In the future, it may be desirable to offer a publisher/subscribe model of changes, which will require wiki-to-wiki authentication and a database of images which are used in subscribing wikis. This would also open up the threat of cross-wiki vandalism, which could be addressed using a delay phase of 24 hours or more for changes to take effect.

Two-way functionality is another possibility, that is, to allow uploading free media directly to Commons from any wiki installation. However, this will require federated authentication as a minimum. It may also necessitate cross-wiki communication facilities to notify users from other wikis about Commons policies, which could be part of a larger project like LiquidThreads.
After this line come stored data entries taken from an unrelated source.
PR #1128, opened 2018-01-25
Remove all reference to deprecated "go-wrapper" script

tianon:
This is a companion to https://github.com/docker-library/golang/pull/205.

### DIFF
--- a/golang/content.md
+++ b/golang/content.md
@@ -18,10 +18,10 @@ FROM %%IMAGE%%:1.8
 WORKDIR /go/src/app
 COPY . .
 
-RUN go-wrapper download   # "go get -d -v ./..."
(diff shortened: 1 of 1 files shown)


jstangroome:
Updating my existing Dockerfiles to use `FROM golang:1.10` instead of `FROM golang:1.9` and to use `RUN go install -v ./...`  instead of `RUN go-wrapper install` as per this change to the docs, now breaks the `docker build` with:

```
can't load package: package app: code in directory /go/src/app expects import "github.com/jstangroome/what-how"
```

See gist reproducing issue with both previously working and now broken Dockerfiles:
https://gist.github.com/jstangroome/93742d47d8b4965877a924fc99f60c9e

PR #1129, opened 2018-01-25
Elaboration on POSTGRES_PASSWORD

qedrakmar:
Added a note to explain that POSTGRES_PASSWORD is not the same as PGPASSWORD.  Closes https://github.com/docker-library/postgres/issues/402

### DIFF
--- a/postgres/content.md
+++ b/postgres/content.md
@@ -55,7 +55,9 @@ The PostgreSQL image uses several environment variables which are easy to miss. 
 
 This environment variable is recommended for you to use the PostgreSQL image. This environment variable sets the superuser password for PostgreSQL. The default superuser is defined by the `POSTGRES_USER` environment variable. In the above example, it is being set to "mysecretpassword".
 
-Note: The PostgreSQL image sets up `trust` authentication locally so you may notice a password is not required when connecting from `localhost` (inside the same container). However, a password will be required if connecting from a different host/container.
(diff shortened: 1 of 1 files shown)


postgres/content.md
```diff
@@ -55,7 +55,9 @@ The PostgreSQL image uses several environment variables which are easy to miss.
 
 This environment variable is recommended for you to use the PostgreSQL image. This environment variable sets the superuser password for PostgreSQL. The default superuser is defined by the `POSTGRES_USER` environment variable. In the above example, it is being set to "mysecretpassword".
 
-Note: The PostgreSQL image sets up `trust` authentication locally so you may notice a password is not required when connecting from `localhost` (inside the same container). However, a password will be required if connecting from a different host/container.
+Note 1: The PostgreSQL image sets up `trust` authentication locally so you may notice a password is not required when connecting from `localhost` (inside the same container). However, a password will be required if connecting from a different host/container.
+
+Note 2: This variable sets the superuser password in the PostgreSQL instance, and has no effect on the PGPASSWORD variable that may be used by the psql client. PGPASSWORD, if used, will be specified as a separate environment variable.
```
tianon: I like the addition, but I think the wording ought to make it a little more clear what makes these different (and thus why we even "Note" this in the first place).  How about something like this?

> Note 2: This variable controls the superuser password set during `initdb` at initial container startup, and has no effect on `psql` (which reads from `PGPASSWORD` instead; see https://www.postgresql.org/docs/10/static/libpq-envars.html).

Similar functionality like InstantCommons could be offered for extensions -- if extensions like WikiTeX are run within a secure environment on the Wikimedia servers, access to them could be provided to any free content wiki. The benefit for Wikimedia would be that the generated data could be stored on Wikimedia's servers as well, and potentially useful content could be reviewed and added to the Wikimedia projects. (A subscriber database would again be useful to record the source and context of use, perhaps even allowing for a browsable library of recently generated extension-derived content on outside wikis.)